Waterloo Region Record

More grads, better math test scores priorities for school board

Public board vows to improve bottom third ratings with ‘lofty’ new goals

- Jeff Outhit, Record staff

WATERLOO REGION — The public school board has set “lofty” targets in a bid to graduate more students and improve poor math scores.

By 2019, the board with 61,000 students is pledging to:

Raise the graduation rate to 85 per cent, matching the current Ontario graduation rate;

Raise math scores on each of three standardiz­ed tests by 24 percentage points.

This would lift local students well above current Ontario results for Grades 3 and 6 and 9 (applied math).

“That is going to be a stretch,” trustee Scott McMillan said about the graduation target. “Congratula­tions for having the courage to put that number out there,” he told senior educators.

“It’s better to shoot high and miss by a little bit.”

“I have been around long enough to have been excited before and not see the results,” trustee Ted Martin said. “I think it’s really good that we have set such high goals.”

Board chair Kathleen Woodcock praised the “very lofty goals” and said “I think we can do it.”

Students at the Waterloo Region District School Board graduate at a rate in Ontario’s bottom third, with 20 per cent not getting a diploma within five years.

“We all agree this isn’t acceptable,” said Lila Read, a senior superinten­dent.

Meanwhile, elementary students test in the bottom third with 36 per cent failing to meet provincial standards across reading, writing and math.

Setting hard targets is a sea change for a board without them. But students are drifting further behind their Ontario peers in a community selling itself as an education champion. The board will use evidence and data to set goals, assess practices, measure progress and be held accountabl­e.

The Waterloo Catholic District School Board recently abandoned board-wide testing targets after missing 17 of 27 targets it set between 2013 and 2015.

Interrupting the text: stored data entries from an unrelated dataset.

PR #143, opened 2015-04-17
Handle Cluster Reconfiguration

emmett9001:
Related to https://github.com/Parsely/pykafka/issues/110

# Error Checklist
Since the [official list](https://cwiki.apache.org/confluence/display/KAFKA/A+Guide+To+The+Kafka+Protocol#AGuideToTheKafkaProtocol-ErrorCodes) doesn't specify which component should expect which error code, I've attempted to figure that out in this list. For what it's worth, [this](https://github.com/apache/kafka/blob/0.8.2/core/src/main/scala/kafka/common/ErrorMapping.scala#L30-L51) is the canonical source of all error codes Kafka is capable of throwing. Without digging deep on each one, though, I'm hesitant to support some of these others until we actually see them happening.

- [x] Consumer OffsetOutOfRange
- [x] Consumer UnknownTopicOrPartition
- [x] Consumer OffsetMetadataTooLargeCode
- [x] Consumer OffsetsLoadInProgressCode
- [x] Consumer ConsumerCoordinatorNotAvailableCode
- [x] Consumer NotCoordinatorForConsumerCode 
- [x] Producer UnknownTopicOrPartition
- [x] Producer InvalidMessage
- [x] Producer InvalidMessageSize
- [x] Producer MessageSizeTooLarge
- [x] Producer LeaderNotAvailable
- [x] Producer NotLeaderForPartition
- [x] Producer RequestTimedOut

Notes:
* Reading the code, it looks like the only place that a `RequestTimedOut` can be returned is [in response to a ProduceRequest](https://github.com/apache/kafka/blob/0.8.2/core/src/main/scala/kafka/server/DelayedProduce.scala#L51). I believe this means it doesn't need to be caught in the consumer.
* `LeaderNotAvailable` only needs to be [handled](https://github.com/apache/kafka/blob/0.8.2/core/src/main/scala/kafka/producer/async/DefaultEventHandler.scala#L180) during [metadata requests](https://github.com/apache/kafka/blob/0.8.2/core/src/main/scala/kafka/server/MetadataCache.scala#L60), which I think for pykafka means in `Cluster.update()`. The consumer does not need to explicitly react to this error code.
* `BrokerNotAvailable` is never surfaced to the client
* `OffsetsLoadInProgress` should be handled during an [offset fetch request](https://github.com/apache/kafka/blob/0.8.2/core/src/main/scala/kafka/consumer/ZookeeperConsumerConnector.scala#L412) by exponentially backing off
* `NotCoordinatorForConsumer` should be handled during an [offset commit request and an offset fetch request](https://github.com/apache/kafka/blob/0.8.2/core/src/main/scala/kafka/consumer/ZookeeperConsumerConnector.scala#L411) by calling `Cluster.get_offset_manager`.
* `ConsumerCoordinatorNotAvailable` should be handled during offset commit requests and offset metadata requests by exponentially backing off.


pykafka/pykafka/producer.py
```diff
@@ -69,43 +71,70 @@ def __init__(self,
...
+        try:
+            response = broker.produce_messages(req)
+
+            # Figure out if we need to retry any messages
+            to_retry = []
+            for topic, partitions in response.topics.iteritems():
+                for partition, (error, offset) in partitions.iteritems():
+                    if error == 0:
+                        continue  # All's well
+                    if error == UnknownTopicOrPartition.ERROR_CODE:
```
kbourgoin: Retrying here may be wrong. We need to figure out topic auto-creation. It was my understanding that retrying would give Kafka time to create the topic, but we should test and verify that this is the correct course of action.

emmett9001: I think it's fine for this pull request - we may end up realizing during testing that this is wrong.

emmett9001:
Depending on the state of the `update()` method's thread-safety, I believe this is ready to review and merge. @kbourgoin and @yungchin take a look at your leisure.

kbourgoin:
I vote merging sooner than later. I'll be on PyKafka this afternoon (hopefully) but the thread-safety stuff shouldn't hold this up.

“We’ve really tried to get away from one-size-fits-all achievemen­tlevel targeting,” spokespers­on John Shewchuk said. Targets now vary by school. To help reach its targets, the public board is narrowing its top priorities to math, graduation rates, and the well-being of staff and students. Educators pledge to examine the methods of successful schools and school boards.

“We believe that we can learn from other boards, and they can also learn from us,” education director John Bryant said.

Ottawa may be a good place to look. A decade ago, its public elementary students matched this region’s public students in standardiz­ed tests. Today, Ottawa students test eight points higher across reading, writing and math.